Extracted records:

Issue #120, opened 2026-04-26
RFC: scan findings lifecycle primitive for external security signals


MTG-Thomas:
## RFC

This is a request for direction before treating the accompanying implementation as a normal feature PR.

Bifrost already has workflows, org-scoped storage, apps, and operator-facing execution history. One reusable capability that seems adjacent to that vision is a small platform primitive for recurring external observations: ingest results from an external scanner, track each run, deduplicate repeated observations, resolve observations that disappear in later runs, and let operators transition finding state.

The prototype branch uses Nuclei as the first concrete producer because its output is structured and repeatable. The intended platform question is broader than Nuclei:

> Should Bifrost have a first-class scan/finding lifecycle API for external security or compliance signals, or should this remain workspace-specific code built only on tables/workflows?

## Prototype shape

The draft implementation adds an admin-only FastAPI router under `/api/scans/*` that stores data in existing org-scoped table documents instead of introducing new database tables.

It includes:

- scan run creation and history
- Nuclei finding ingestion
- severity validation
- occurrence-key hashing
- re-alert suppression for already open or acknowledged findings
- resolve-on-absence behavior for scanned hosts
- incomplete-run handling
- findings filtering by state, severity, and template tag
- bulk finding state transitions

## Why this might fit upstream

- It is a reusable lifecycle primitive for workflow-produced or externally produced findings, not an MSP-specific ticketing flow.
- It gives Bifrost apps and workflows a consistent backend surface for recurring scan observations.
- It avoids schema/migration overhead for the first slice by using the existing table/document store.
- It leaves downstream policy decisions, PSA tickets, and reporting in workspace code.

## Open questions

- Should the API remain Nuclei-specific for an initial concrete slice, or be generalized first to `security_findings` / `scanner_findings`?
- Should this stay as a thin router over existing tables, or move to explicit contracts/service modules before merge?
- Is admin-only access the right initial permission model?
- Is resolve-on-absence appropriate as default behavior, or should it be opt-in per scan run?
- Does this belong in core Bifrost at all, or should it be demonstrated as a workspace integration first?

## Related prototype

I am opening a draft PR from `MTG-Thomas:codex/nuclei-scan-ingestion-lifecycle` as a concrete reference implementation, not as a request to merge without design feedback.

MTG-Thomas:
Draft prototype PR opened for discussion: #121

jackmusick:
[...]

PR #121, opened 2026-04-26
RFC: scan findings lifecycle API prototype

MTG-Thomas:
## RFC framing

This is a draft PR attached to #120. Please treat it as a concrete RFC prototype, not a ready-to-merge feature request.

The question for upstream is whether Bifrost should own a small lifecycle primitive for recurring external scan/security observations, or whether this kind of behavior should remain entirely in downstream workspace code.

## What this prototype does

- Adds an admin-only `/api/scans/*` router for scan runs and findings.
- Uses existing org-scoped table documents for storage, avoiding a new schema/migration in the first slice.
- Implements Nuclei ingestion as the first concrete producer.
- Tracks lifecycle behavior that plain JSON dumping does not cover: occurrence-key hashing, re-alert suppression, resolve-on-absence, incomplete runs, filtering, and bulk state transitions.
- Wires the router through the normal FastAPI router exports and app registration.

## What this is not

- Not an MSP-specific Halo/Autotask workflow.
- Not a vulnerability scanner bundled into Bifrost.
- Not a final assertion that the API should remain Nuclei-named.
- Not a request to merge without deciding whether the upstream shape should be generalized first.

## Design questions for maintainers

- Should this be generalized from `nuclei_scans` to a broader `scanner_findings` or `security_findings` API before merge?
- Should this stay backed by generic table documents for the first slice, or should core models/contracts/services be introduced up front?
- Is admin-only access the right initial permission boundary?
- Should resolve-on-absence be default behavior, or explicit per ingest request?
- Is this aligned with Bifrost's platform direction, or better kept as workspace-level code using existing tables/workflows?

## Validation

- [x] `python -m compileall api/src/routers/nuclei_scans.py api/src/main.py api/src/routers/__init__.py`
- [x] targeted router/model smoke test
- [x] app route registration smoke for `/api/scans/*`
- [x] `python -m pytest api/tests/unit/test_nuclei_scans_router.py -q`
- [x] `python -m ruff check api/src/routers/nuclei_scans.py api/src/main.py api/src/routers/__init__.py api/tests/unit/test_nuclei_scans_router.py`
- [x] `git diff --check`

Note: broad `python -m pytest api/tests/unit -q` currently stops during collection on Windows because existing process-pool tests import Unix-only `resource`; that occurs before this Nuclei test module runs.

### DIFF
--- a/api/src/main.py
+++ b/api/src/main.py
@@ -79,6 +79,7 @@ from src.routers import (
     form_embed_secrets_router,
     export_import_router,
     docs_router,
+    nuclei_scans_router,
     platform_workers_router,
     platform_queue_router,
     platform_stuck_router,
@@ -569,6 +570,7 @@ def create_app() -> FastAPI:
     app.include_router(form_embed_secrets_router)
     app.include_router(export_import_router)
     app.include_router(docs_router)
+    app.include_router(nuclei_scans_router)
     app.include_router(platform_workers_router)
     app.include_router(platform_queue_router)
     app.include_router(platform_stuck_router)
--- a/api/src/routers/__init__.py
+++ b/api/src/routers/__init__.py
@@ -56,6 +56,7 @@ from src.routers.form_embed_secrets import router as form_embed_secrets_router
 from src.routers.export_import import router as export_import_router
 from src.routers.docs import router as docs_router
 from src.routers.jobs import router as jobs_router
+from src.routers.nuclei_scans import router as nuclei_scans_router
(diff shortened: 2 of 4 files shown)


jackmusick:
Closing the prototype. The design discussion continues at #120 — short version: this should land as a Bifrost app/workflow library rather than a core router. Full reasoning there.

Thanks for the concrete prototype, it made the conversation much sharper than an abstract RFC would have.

---

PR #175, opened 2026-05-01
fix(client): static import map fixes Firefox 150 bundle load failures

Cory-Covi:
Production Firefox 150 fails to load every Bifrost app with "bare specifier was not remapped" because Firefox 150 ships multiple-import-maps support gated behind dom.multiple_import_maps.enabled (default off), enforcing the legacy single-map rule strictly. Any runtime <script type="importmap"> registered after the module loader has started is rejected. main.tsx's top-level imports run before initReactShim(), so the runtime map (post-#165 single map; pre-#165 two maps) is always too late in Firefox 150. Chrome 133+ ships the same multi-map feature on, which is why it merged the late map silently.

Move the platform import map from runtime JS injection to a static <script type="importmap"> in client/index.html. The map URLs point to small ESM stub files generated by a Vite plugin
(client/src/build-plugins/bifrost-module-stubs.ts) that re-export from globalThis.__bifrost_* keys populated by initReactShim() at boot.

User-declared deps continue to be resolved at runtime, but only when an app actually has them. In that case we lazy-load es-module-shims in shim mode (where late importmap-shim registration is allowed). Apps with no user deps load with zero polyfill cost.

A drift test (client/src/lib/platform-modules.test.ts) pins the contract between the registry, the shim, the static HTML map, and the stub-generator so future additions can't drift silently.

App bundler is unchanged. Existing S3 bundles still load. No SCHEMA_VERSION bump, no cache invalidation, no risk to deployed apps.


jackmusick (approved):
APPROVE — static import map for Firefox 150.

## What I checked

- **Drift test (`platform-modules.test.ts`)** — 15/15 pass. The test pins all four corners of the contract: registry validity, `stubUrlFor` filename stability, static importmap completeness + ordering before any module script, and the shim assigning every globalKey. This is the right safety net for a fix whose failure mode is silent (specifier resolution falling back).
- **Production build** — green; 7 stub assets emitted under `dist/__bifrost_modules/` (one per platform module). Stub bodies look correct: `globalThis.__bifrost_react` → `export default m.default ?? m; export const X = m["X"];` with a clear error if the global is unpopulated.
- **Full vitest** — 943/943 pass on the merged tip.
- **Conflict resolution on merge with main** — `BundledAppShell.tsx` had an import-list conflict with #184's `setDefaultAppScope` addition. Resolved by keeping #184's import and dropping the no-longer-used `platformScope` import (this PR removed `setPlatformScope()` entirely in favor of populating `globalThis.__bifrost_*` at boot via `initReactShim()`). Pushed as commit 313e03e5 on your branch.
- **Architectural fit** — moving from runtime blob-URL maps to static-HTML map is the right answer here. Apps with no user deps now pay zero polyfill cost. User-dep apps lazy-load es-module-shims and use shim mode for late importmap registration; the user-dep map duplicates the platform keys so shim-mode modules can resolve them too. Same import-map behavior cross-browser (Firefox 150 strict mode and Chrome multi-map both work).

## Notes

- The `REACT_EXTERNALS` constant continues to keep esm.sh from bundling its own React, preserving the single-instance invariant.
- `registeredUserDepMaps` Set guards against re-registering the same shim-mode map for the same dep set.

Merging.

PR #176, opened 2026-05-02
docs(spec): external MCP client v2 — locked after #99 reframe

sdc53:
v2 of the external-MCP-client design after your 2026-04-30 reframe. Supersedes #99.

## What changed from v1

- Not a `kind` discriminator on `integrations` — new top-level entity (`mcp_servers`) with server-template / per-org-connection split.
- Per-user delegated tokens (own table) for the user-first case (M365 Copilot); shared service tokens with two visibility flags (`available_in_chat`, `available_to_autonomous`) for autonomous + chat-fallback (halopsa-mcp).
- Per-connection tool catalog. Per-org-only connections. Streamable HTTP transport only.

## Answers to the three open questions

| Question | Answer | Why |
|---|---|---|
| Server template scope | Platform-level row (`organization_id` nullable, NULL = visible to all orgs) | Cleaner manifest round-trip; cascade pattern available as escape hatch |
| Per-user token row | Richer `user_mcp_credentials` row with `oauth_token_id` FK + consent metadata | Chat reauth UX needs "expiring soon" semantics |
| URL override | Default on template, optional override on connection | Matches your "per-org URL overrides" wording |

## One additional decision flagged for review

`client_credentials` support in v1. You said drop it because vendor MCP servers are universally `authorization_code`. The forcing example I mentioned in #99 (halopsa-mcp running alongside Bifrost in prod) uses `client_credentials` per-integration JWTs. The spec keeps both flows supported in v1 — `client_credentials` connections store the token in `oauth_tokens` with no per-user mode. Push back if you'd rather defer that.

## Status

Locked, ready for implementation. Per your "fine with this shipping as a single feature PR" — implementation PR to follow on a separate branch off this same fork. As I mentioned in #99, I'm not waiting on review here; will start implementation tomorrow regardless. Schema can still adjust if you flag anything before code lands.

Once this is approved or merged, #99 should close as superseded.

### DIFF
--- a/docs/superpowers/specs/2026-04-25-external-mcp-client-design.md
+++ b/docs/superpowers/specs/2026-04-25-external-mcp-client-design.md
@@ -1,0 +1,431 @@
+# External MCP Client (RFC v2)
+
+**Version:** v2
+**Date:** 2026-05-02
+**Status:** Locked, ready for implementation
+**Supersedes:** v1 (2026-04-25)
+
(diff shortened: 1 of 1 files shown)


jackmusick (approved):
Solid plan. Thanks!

==

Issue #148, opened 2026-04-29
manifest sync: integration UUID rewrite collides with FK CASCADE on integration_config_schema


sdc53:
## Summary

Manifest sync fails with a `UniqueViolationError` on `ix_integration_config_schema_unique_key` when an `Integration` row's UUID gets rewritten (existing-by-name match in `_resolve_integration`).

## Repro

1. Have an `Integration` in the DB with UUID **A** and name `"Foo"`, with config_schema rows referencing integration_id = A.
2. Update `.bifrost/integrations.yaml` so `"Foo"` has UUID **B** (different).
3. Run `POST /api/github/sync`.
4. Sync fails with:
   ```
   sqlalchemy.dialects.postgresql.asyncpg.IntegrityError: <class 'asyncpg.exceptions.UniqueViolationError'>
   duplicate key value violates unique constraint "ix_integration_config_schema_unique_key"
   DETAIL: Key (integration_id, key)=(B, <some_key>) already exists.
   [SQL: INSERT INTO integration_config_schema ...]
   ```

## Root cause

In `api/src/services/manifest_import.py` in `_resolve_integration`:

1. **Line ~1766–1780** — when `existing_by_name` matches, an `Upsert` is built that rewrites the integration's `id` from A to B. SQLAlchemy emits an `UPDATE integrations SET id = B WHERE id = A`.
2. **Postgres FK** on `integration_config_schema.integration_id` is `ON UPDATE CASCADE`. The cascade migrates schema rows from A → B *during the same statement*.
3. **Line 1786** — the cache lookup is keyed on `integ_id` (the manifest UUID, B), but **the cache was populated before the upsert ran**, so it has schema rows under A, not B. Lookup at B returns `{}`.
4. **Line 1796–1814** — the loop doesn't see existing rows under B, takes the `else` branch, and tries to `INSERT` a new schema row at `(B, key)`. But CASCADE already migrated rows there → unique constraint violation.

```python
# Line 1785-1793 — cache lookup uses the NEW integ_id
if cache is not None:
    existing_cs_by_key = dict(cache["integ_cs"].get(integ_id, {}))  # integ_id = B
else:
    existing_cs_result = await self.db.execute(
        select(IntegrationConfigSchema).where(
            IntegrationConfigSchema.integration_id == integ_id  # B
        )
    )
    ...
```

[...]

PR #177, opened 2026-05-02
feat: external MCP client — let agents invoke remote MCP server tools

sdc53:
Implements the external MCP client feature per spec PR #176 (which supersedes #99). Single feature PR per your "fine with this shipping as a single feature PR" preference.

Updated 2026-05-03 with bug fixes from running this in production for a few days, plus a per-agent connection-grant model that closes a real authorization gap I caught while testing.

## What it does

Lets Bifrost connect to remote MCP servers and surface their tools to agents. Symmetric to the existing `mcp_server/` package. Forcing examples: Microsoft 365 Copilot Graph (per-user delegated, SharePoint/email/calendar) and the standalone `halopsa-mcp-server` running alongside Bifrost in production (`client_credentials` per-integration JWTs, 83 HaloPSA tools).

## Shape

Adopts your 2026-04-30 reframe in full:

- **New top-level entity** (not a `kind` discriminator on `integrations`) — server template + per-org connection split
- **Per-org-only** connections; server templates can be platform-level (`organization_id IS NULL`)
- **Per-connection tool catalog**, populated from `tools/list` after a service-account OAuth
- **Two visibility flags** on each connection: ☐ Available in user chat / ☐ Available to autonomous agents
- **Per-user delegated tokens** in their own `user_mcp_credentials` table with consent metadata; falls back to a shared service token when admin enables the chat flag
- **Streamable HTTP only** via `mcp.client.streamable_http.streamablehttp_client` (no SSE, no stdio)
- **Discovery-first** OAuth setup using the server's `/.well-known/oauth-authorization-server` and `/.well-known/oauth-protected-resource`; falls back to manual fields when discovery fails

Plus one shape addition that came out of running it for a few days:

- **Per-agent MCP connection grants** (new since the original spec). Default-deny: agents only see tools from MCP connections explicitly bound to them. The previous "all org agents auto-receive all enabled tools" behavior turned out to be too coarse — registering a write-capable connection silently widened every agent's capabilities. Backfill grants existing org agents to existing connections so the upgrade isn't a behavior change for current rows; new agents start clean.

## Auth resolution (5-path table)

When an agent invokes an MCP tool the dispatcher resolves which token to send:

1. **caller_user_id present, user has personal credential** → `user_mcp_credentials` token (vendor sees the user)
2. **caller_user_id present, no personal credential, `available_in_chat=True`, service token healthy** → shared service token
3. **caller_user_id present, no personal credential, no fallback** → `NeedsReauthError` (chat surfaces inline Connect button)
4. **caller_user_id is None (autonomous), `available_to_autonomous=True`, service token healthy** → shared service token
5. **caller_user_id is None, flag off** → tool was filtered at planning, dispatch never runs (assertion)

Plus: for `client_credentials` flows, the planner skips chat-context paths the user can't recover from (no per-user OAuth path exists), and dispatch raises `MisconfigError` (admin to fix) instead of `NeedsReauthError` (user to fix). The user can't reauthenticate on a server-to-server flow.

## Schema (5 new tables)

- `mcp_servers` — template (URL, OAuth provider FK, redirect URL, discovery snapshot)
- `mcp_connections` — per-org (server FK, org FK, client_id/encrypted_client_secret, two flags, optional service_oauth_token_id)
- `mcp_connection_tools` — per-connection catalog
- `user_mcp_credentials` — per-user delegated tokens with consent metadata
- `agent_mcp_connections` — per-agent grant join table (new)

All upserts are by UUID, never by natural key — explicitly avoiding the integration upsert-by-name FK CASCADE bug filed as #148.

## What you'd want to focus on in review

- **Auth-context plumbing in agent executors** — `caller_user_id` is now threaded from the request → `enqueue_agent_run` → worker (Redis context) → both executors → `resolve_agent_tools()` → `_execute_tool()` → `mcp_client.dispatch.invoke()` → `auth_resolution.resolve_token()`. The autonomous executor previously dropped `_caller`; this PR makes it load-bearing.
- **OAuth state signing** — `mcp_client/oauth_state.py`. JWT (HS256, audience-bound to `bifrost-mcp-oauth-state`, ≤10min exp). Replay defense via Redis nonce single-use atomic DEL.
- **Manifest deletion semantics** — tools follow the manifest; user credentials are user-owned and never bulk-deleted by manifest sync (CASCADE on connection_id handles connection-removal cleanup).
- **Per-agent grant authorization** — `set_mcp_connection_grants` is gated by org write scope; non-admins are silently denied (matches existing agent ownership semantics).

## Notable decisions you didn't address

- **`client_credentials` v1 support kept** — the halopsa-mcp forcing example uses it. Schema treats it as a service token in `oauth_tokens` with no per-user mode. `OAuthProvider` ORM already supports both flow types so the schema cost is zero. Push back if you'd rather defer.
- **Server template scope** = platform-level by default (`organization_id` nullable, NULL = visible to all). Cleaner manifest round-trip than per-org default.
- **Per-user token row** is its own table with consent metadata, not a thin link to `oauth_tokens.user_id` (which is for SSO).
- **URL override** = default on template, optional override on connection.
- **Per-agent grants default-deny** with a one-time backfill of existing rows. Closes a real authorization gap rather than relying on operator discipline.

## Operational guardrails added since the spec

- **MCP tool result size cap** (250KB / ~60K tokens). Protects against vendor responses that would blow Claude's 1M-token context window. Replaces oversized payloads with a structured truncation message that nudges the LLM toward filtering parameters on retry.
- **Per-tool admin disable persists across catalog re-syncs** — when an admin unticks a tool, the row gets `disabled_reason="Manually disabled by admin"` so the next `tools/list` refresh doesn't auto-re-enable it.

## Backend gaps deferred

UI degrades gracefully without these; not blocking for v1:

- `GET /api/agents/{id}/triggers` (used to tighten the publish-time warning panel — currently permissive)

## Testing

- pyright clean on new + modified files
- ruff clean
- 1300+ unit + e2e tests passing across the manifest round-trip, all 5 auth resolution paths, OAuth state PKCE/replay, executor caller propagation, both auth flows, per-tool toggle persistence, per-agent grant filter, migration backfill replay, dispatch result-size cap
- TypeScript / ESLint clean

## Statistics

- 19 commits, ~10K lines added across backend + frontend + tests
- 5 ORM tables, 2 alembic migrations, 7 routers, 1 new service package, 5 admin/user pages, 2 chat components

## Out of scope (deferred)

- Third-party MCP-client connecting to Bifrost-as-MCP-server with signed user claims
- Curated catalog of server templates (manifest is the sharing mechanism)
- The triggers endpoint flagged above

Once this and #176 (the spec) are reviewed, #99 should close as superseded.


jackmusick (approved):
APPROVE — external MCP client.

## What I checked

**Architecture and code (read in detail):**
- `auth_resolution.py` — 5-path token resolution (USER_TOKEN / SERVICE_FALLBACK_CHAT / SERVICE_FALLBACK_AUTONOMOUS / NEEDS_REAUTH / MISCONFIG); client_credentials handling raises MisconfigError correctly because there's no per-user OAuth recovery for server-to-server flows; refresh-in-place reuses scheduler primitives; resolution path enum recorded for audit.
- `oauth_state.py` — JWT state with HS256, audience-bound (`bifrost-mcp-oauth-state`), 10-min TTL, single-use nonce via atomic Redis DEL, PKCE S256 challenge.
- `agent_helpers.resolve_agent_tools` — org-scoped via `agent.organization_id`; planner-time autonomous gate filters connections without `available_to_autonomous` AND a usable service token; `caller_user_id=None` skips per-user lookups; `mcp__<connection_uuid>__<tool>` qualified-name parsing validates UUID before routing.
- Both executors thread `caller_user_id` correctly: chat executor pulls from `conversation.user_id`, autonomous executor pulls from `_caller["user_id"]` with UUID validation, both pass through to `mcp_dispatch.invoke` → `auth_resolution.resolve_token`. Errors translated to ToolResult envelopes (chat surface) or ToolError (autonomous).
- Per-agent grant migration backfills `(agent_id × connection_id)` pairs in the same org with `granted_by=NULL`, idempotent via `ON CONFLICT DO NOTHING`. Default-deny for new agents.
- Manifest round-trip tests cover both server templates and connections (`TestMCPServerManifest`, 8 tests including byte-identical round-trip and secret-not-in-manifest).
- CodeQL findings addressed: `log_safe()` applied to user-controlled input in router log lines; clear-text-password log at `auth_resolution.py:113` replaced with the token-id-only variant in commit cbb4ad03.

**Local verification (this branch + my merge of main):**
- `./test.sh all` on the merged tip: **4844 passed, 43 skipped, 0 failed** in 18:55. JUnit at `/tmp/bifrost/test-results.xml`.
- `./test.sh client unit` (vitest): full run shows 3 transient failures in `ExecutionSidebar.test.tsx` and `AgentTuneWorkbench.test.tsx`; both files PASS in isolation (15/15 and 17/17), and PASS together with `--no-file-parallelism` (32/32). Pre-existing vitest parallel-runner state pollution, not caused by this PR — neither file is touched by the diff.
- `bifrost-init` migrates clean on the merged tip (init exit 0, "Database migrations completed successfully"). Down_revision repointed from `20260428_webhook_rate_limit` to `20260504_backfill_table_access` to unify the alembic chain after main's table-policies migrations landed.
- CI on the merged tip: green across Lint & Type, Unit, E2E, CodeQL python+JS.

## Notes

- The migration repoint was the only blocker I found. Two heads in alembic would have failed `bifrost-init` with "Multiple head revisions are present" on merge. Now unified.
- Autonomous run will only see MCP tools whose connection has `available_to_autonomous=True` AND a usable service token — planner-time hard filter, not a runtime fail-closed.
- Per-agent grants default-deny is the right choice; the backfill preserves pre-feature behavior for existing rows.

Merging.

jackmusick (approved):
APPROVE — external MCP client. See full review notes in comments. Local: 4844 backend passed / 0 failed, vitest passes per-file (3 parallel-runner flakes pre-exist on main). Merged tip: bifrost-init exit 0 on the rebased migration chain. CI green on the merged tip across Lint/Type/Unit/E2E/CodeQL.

Activity:
The range runs from the line above containing "app.include_router(docs_router)" to the line containing "Thanks for the", inclusive. Restate those lines word for word and no others.

Response area:
     app.include_router(docs_router)
+    app.include_router(nuclei_scans_router)
     app.include_router(platform_workers_router)
     app.include_router(platform_queue_router)
     app.include_router(platform_stuck_router)
--- a/api/src/routers/__init__.py
+++ b/api/src/routers/__init__.py
@@ -56,6 +56,7 @@ from src.routers.form_embed_secrets import router as form_embed_secrets_router
 from src.routers.export_import import router as export_import_router
 from src.routers.docs import router as docs_router
 from src.routers.jobs import router as jobs_router
+from src.routers.nuclei_scans import router as nuclei_scans_router
(diff shortened: 2 of 4 files shown)


jackmusick:
Closing the prototype. The design discussion continues at #120 — short version: this should land as a Bifrost app/workflow library rather than a core router. Full reasoning there.

Thanks for the concrete prototype, it made the conversation much sharper than an abstract RFC would have.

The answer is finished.